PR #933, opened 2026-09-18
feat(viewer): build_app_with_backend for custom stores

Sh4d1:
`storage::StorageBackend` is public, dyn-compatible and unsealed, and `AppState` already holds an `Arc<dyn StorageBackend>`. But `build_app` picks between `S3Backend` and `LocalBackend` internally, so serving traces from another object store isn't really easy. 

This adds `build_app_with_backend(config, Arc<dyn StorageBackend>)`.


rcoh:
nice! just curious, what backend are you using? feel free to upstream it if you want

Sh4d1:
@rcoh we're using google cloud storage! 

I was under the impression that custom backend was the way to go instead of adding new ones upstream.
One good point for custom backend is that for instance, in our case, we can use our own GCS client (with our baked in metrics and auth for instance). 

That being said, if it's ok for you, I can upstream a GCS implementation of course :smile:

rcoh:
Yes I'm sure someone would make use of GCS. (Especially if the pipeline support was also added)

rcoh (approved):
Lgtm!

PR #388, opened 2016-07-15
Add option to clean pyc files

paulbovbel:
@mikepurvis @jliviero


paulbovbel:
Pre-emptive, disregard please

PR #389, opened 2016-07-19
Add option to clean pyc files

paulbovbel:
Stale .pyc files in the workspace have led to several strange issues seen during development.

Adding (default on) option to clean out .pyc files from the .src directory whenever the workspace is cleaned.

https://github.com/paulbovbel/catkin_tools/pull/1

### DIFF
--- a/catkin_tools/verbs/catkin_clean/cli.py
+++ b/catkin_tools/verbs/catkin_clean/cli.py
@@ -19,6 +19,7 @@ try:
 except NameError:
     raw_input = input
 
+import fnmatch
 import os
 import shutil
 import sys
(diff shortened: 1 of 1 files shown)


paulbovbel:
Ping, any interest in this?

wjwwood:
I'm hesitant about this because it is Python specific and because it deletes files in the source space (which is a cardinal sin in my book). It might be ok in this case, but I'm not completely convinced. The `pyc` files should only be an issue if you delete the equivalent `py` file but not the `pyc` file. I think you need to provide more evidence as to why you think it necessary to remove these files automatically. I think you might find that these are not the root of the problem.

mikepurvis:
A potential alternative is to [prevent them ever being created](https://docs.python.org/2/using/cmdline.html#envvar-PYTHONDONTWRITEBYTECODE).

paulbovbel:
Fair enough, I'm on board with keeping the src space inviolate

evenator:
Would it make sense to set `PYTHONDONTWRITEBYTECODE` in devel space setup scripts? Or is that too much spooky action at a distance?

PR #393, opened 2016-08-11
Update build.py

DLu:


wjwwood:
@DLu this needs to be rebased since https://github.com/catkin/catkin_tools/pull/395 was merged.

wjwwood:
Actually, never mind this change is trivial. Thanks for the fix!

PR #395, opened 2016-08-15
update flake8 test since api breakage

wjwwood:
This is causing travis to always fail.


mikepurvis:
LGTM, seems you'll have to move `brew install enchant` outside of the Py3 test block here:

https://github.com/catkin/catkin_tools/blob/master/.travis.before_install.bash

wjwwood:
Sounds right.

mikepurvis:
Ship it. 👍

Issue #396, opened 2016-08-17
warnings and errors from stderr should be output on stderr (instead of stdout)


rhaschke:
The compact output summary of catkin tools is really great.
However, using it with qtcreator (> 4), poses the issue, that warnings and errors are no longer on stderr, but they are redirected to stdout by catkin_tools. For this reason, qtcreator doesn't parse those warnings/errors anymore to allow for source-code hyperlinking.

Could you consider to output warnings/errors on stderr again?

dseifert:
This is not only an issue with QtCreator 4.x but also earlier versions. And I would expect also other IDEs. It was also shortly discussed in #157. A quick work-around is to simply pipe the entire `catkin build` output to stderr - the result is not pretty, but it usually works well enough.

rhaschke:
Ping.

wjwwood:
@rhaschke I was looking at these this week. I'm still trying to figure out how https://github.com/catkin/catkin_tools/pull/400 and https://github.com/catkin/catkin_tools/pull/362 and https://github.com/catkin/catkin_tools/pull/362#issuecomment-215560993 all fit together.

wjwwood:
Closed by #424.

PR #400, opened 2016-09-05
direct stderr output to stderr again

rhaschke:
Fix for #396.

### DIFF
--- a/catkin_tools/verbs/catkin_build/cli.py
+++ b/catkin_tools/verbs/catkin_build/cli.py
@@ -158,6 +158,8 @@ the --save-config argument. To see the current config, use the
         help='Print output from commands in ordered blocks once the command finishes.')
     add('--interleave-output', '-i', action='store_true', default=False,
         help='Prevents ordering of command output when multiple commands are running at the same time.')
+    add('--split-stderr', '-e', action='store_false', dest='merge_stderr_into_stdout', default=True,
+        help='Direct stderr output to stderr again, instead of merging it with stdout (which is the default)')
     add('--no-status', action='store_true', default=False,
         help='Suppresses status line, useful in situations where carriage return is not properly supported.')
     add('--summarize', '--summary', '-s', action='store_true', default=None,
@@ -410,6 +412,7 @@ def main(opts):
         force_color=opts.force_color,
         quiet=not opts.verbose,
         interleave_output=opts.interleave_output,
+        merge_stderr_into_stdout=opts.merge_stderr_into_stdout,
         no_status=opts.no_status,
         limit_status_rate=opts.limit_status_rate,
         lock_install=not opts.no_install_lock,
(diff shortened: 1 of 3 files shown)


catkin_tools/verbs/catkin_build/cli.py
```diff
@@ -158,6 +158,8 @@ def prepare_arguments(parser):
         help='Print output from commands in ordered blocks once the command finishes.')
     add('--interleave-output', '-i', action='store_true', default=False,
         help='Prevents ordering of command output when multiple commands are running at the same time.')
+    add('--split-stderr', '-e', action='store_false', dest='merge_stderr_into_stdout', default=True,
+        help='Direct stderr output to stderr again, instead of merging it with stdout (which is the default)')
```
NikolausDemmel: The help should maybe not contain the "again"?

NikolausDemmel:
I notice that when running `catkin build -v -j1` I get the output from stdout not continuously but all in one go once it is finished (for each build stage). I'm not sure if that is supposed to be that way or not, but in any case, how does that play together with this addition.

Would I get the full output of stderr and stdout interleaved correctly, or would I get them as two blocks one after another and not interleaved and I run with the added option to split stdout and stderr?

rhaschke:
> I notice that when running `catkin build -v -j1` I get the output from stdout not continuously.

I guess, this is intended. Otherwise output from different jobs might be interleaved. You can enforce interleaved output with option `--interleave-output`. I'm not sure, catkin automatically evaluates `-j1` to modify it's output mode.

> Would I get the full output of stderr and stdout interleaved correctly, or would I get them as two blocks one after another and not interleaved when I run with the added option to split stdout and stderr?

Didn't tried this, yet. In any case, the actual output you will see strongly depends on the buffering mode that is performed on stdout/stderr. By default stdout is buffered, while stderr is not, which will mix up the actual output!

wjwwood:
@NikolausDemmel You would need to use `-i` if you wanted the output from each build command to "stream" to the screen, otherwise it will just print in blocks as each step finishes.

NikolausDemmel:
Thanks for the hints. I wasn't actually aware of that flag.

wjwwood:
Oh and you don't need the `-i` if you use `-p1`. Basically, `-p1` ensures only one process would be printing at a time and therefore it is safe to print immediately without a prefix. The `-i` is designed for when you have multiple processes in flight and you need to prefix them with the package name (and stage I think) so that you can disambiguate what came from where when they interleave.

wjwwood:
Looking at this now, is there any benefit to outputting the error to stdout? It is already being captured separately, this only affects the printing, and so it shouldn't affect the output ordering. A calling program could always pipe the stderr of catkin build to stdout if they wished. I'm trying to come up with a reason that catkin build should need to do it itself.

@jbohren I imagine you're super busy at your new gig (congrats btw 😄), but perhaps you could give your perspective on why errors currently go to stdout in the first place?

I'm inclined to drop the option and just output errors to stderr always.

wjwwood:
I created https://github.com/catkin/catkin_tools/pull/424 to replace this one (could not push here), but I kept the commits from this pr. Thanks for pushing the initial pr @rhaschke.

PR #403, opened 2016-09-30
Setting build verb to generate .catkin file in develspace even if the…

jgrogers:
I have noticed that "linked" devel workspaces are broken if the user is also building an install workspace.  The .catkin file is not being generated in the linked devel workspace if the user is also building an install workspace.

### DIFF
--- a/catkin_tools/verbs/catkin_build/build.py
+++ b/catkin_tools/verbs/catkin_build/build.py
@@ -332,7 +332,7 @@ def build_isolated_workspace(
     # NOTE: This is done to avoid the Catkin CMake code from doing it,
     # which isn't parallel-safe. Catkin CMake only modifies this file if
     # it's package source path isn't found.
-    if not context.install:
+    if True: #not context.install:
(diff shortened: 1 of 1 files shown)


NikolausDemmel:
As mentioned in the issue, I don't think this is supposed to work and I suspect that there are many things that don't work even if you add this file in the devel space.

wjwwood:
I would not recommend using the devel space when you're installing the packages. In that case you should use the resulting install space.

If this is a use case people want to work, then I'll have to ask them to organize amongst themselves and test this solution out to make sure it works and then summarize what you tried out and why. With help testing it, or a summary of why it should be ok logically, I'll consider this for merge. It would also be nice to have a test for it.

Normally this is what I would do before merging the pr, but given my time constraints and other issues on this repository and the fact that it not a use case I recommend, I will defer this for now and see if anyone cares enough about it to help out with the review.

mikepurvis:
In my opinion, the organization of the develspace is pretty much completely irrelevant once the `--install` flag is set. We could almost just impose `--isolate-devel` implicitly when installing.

== WORK TASK ==
List all lines in the material containing the string "what".

== SOLUTION TO THE EXERCISE ==
nice! just curious, what backend are you using? feel free to upstream it if you want
Oh and you don't need the `-i` if you use `-p1`. Basically, `-p1` ensures only one process would be printing at a time and therefore it is safe to print immediately without a prefix. The `-i` is designed for when you have multiple processes in flight and you need to prefix them with the package name (and stage I think) so that you can disambiguate what came from where when they interleave.
If this is a use case people want to work, then I'll have to ask them to organize amongst themselves and test this solution out to make sure it works and then summarize what you tried out and why. With help testing it, or a summary of why it should be ok logically, I'll consider this for merge. It would also be nice to have a test for it.
Normally this is what I would do before merging the pr, but given my time constraints and other issues on this repository and the fact that it not a use case I recommend, I will defer this for now and see if anyone cares enough about it to help out with the review.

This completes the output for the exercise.